So far in our lectures, our understanding of Nash Equilibrium is the solution(s) which are the best responses to all other rational players, where no one can gain by unilaterally changing their response. This makes sense when we take a look at how game theory is applied to simple games – either rock paper scissors, prisoner’s dilemma, and so on. However, life is often far more complex and nuanced than our simple games can model – there are consequences, costs and requirements associated with each decision, and the outcome must be weighed against these costs. It’s not as simple as a win, or lose, and the cost of choosing different responses must factor into how we evaluate the best response to any situation. It is this belief that drove Basilio Gentile, Dario Paccagnan, Bolutife Ogunsula, and John Lygeros – postdoctoral researchers at ETH Zürich – to develop a new model of equilibriums, which factor in the cost of changing actions, which they call the Inertial Nash Equilibrium.
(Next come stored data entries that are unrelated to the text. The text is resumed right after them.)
PR #613, opened 2016-11-15
fix routing and blob display bugs

lkho:


Bonobo.Git.Server/Views/Repository/Blob.cshtml
```diff
@@ -13,15 +13,15 @@
...
+                <a href="@Url.RouteUrl("RepositoryBlame", new { id = ViewBag.ID, encodedName = PathEncoder.Encode(Model.TreeName), encodedPath = PathEncoder.Encode(Model.Path, allowSlash: true) })"><i class="fa fa-comments"></i> @Resources.Repository_Tree_Blame</a>
+                <a href="@Url.RouteUrl("RepositoryHistory", new { id = ViewBag.ID, encodedName = PathEncoder.Encode(Model.TreeName), encodedPath = PathEncoder.Encode(Model.Path, allowSlash: true) })"><i class="fa fa-history"></i> @Resources.Repository_Tree_History</a>
+                <a href="@Url.RouteUrl("RepositoryRaw", new { id = ViewBag.ID, encodedName = PathEncoder.Encode(Model.TreeName), encodedPath = PathEncoder.Encode(Model.Path, allowSlash: true), display = true })"><i class="fa fa-file-text"></i> @Resources.Repository_Tree_RawDisplay</a>
+                <a href="@Url.RouteUrl("RepositoryRaw", new { id = ViewBag.ID, encodedName = PathEncoder.Encode(Model.TreeName), encodedPath = PathEncoder.Encode(Model.Path, allowSlash: true) })"><i class="fa fa-download"></i> @Resources.Repository_Tree_Download</a>
             </div>
```
willdean: Seems like this isn't really fixing a bug - it's just renaming a bunch of actions to include the controller name within the action name - what was the motivation here?

Bonobo.Git.Server/Views/Repository/Blob.cshtml
```diff
@@ -13,15 +13,15 @@
...
         }
         @if (Model.IsImage)
         {
-            <img class="fileImage" alt="@Model.Name" src="@Url.Action("Raw", new { encodedPath = PathEncoder.Encode(Model.Path, allowSlash: true) })" />
+            <img class="fileImage" alt="@Model.Name" src="@Url.RouteUrl("RepositoryRaw", new { id = ViewBag.ID, encodedName = PathEncoder.Encode(Model.TreeName), encodedPath = PathEncoder.Encode(Model.Path, allowSlash: true) })" />
         }
```
willdean: Nice one, thanks - I'll commit this outside this PR while we get the rest sorted.

willdean:
Thanks very much for this stuff - there are some problems with just merging as it is however:

* It seems to be a mix of bug fixes and stylistic changes
* Changing the URLs breaks the automated test
* It's not always clear what the bugs are that are being fixed are - 68c1cc3 is definitely a real fix to a real problem, but I couldn't repro it here on a quick test with a .png file - could you expand on what this fixes?

PR #617, opened 2016-11-24
Adding new entries for translation pt-BR and Removing CultureInfo.InstalledUICulture 

holiiveira:
About Removal CultureInfo.InstalledUICulture check issue 616.


willdean:
Hi - thanks very much for this - would you mind removing the last commit from this, so that we can just merge the language changes separately?   There are other places where the InstalledUICulture is (mis)used, and I'd like to deal with them in one go.  You may need to create a new PR with just the two translation commits in it.

PR #626, opened 2016-11-30
Allow to use c#6 with old visual studio

latop2604:
Now, we can use `string interpolation`, `nameof `and `other c#6` features with back compatibility with old Visual Studio.
The Microsoft.Net.Compilers nuget package embed the roslyn compiler and replace the default one.


willdean:
This is very cool - I didn't know it was possible.

I'm not really sure if it would be a problem to move to VS2015+ anyway .

PR #629, opened 2016-12-06
Compatibility with IE version.

holiiveira:
I was having compatibility issues with more current versions of IE, this configuration solved my problem.

### DIFF
--- a/Bonobo.Git.Server/web.config
+++ b/Bonobo.Git.Server/web.config
@@ -76,6 +76,12 @@
         </hiddenSegments>
       </requestFiltering>
     </security>
+    <httpProtocol>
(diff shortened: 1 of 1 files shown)


RedX2501:
What kind of problems were you having?

holiiveira:
No problem about the operation, only problem with layout (buttons that do not appear), maybe some incompatibility of javascript, I do not know for sure.

willdean:
I normally just add this into the head of the layout page rather than adding more stuff to web.config.  I do think we should have it though, as without it some versions of IE lag a long way behind current browsers.

holiiveira:
I understand, your solution is cool.

Issue #562, opened 2016-05-09
AD plugin not working for domain forest


mr-miles:
Hi,

I have set up bonobo git server at my workplace and it is all looking good.  We have a weird AD setup with multiple domains, and I am finding that users from the non-default domain are not able to log in.  I think the problem is that they are not being created as a user in the backend.

I think I've traced this back to UpdateUsers.UpdateUsers.

The code gets the group and enumerates over the members.  However, for each member it then attempts to retrieve the principal from the default domain.  In my case this returns null because the user needs to be retrieved from the domain specified in their UserPrincipalName.

For example, if the members group is DOMAIN1\GitGroup and the problem user is DOMAIN2\ProblemUser, then Problemuser can only be retrieved from DOMAIN2.

Are you open to a pull request?

Thanks

Miles

willdean:
Yes, we would definitely consider a pull-request.   We generally struggle to test/maintain the AD stuff at the moment, so good-quality AD work will probably be well-received.

If you're testing the 5.2 rather than with the code from the master branch, you should definitely work with the master code, because there have been huge changes since 5.x.  

I am not looking at the code right now, but ISTR there are already some places in the code where the domain is extracted from the UPN and used instead of the default domain - if you've found a place where this isn't happening, then perhaps you could try and find a consistent solution.

larshg:
@mr-miles do you have multiple servers as well with different DNS names? And then a trust between these servers?

larshg:
@mr-miles have you tried the recent releases?

larshg:
Closing this due to no response. If the users from the second domain is added to the first domains usergroup - it should be possible that the users is found in the global catalogs. But I'm far from certain about this.

PR #637, opened 2017-01-25
Use default domain as it might be different from mail domain.

### LINKED ISSUE #602: AD Install loses repo settings in upgrade from 5.2 to 6.0 pre-release
In #587 @Trapulo posted 

> @willdean tried to update to last build. Lost every repo details (users permissions, logos, and other details) but all seems ok. Tried a little sync and commit from Visual Studio and all seems ok. Is there some specific trouble may I search?

@Trapulo, assuming you have a backup copy of your old 5.2 install, could you see if you have an "ADBackend" directory in app_data for both 5.2 and 6.0 installs, and if you can see any obvious difference between the files in the "Repos" subdirectory in both installs.

I don't think it should have lost all your repo settings on that upgrade.

larshg:
Alternatively implement to test both. Might fix #602

### DIFF
--- a/Bonobo.Git.Server/Content/Site.css
+++ b/Bonobo.Git.Server/Content/Site.css
@@ -1,4 +1,4 @@
-﻿html, button, input, select, textarea, .pure-g [class *= "pure-u"], .pure-g-r [class *= "pure-u"] { font-family: OpenSans, sans-serif; }
+html, button, input, select, textarea, .pure-g [class *= "pure-u"], .pure-g-r [class *= "pure-u"] { font-family: OpenSans, sans-serif; }
 
 html { font-size: 16px; color: #333; text-rendering: optimizeLegibility; }
 html, body { margin: 0; padding: 0; height: 100%; min-width: 1100px;}
@@ -155,7 +155,7 @@ Tags .tag a { background-color: rgba(148, 190, 214, 1); border-radius: 5px; colo
 .commit .metadata p { margin: 0; font-size: 0.8em; font-family: Consolas, monospace;}
 .commit .metadata h4 { margin-bottom: 0.5em;}
 .commit .metadata { text-align: right;}
-.commit h2 {width: 780px; overflow: hidden; text-overflow: ellipsis; white-space: nowrap;}
+.commit h2 {width: 780px; overflow: hidden; text-overflow: ellipsis; white-space: nowrap; margin-bottom: 0; position:relative;}
 .commit h2 a:hover { text-decoration: none; color: #777;}
 .commit { border-bottom: 1px solid #a6a6a6; padding-bottom: 3px; }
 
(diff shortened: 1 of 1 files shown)


willdean:
I am really weak on this stuff, and can't tell what other problems this creates - I like the option you mentioned in #602 of trying for the domain in the email address and falling back to the default if that doesn't work - that feels safer than just using the default-domain.  I have a feeling that the whole business of pulling domains out of email addresses started because there were people who couldn't just use the default domain.

larshg:
Ahh okay - I'll eventually try to make the required changes then.

larshg:
@willdean I have made the required changes. @RedX2501 can you have a look too?

willdean:
Looks good to me - I can't test this here, but I think the approach looks OK.

willdean:
@larshg Are you happy this works OK on your setup for importing users that have both the default domain and a different domain?  If so then I think we should merge it and then push for a 6.0-beta release.  @RedX2501  is busy on other things at the moment and I don't think he can easily test AD stuff anyway.

larshg:
Well, yes and no... It seems to work, but if one extracts the domain from the UPN (email) name and its different from the domain controller, it takes a long time to timeout and try the default domain... But I can't really come up with a better solution - at least for now - so lets go ahead and merge, to get some feedback?

larshg:
I have just read more about AD, domains and UPN suffixes... For what I understand, the UPN suffixes is rarely the same as the domain name of the AD server and hence I don't think we should extract the suffix from logon name etc.

Either we should use the default domain from settings - or we should create a principal context with no domain specified and it will try to connect whatever the webserver domain is part of?

One explanation of additional suffixes can be read [here](http://www.tutorialspoint.com/articles/adding-alternate-upn-suffix-to-active-directory-domain).

Naming of AD servers FQDN is dicussed [here](http://serverfault.com/questions/76715/windows-active-directory-naming-best-practices)  - ie. ad1.domain.com.

I don't think that if we extract domain.com from a logon name that the AD server would respond on this - because it should be on a subdomain...

larshg:
I guess the original problem was reported by #562 from @mr-miles.

willdean:
@larshg If we shouldn't be pulling domain names out of user names at all, does that mean that routines like `GitAuthorizeAttribute.IsWindowsUserAuthorized` are mistaken?

That uses a helper called `StripDomain` (it's mis-named, it should really be called `ExtractDomain`) to get a domain out of user@domain and then builds a PrincipalContext from that. 

I too am concerned about long delays in the import, that something in IIS will then interrupt the import and cause all sorts of impossible to debug problems with partial imports.

Maybe we should just try to make things work properly using the 'Default Domain' for a 6.0-beta, and then look careful at situations where this doesn't work properly for people?   (I'm sorry as I know that's where you started with this PR)

larshg:
Well, that is what I get out of all the reading :) - also, when I create the PrincalContext with the adress of our domain server my user is validated using the full UPN name - whereas the current `StripDomain` does remove the suffix of the UPN ie. @domain.com - but this shouldn't be necessary.

An alternative to the multi domain/server problem could be to change the DefaultDomain to a list of AD servers, which is then iterated. As long as the server is connected, the verification of a valid user is quite fast, so it shouldn't take long to validate a couple of servers? But again... if there are servers not up and running, it can take a long time to timeout the servers that are not available. Both on upgrade, but also when verifying all the git operations etc.

I'm still trying to read up on how to handle trusted domains from one domain to another in a multi domain/forest setup :)

willdean:
The project so needs an AD expert - it's great that you've selected yourself  :-) 👍

larshg:
A Microsoft [article](https://msdn.microsoft.com/en-us/library/ff650307.aspx) that describes what I suggested about multiple servers :)

willdean:
@larshg Doesn't that article describe exactly what we have been doing, which is obtaining a domain name by splitting it out of a UPN?

larshg:
Unfortunately yes - it does... :/

larshg:
[This](https://www.codeproject.com/Articles/18102/Howto-Almost-Everything-In-Active-Directory-via-C) article might be good read. I can see that we can access the forest and get first the root domain and any subdomain / servers and iterate all, until a user is found etc.

I'll try read up on it during the week.. Lets wait a bit with merging!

The authors of the paper published in October 2019, titled “The Nash Equilibrium with Inertia in Population Games” describe that applying an inertial model to population games helps generate new understandings of how actors respond to a set of choices. Specifically, they mention that in real life, a set of consequences – monetary, physical, specific limitations, etc. place a “cost” on response changes by the actors. The key insight that they provide for this is the fact that:
“introducing such costs leads to a larger set of equilibria that is in general not convex, even if the set of Nash equilibria without switching costs is so.”
– pg 1, Gentile et al.
I chose this paper because I think it provides a novel idea regarding how we can model population games using game theory concepts. The paper provides numerous examples on how weighted and inertial models of these games lead to interesting analysis – particularly how ride-sharing (Uber, Lyft) drivers disperse themselves throughout metropolitan cities as a function of other drivers (basic Nash Equilibrium), but also as a function of average ride distance, gas cost, speed limits, and more (inertia, getting from one location to the next for ‘better’ ridership incurs cost to the driver, which plays a factor in their decision to stay put).
I found this article particularly interesting due to how it relates well to the content we cover in class pertaining to games, mixed-responses, pure responses, and Nash Equilibriums. We cover a lot of examples of the applications of Social Information Networks and network analysis, so I figured that sharing some of the applications of augmented Nash equilibriums could be interesting too. By introducing the concept of inertia and cost to moves, actors have additional considerations regarding what a Best response may be, which influences what unilateral moves make sense for them to consider. For interested readers that want to learn more about how this affects various topics, particularly ridesharing, please feel free to read the full paper here: https://arxiv.org/pdf/1910.00220.pdf
Reference:
Basilio, G. (2019, October 1). The Nash Equilibrium with Inertia in Population Games. Retrieved November 6, 2019, from https://arxiv.org/pdf/1910.00220.pdf.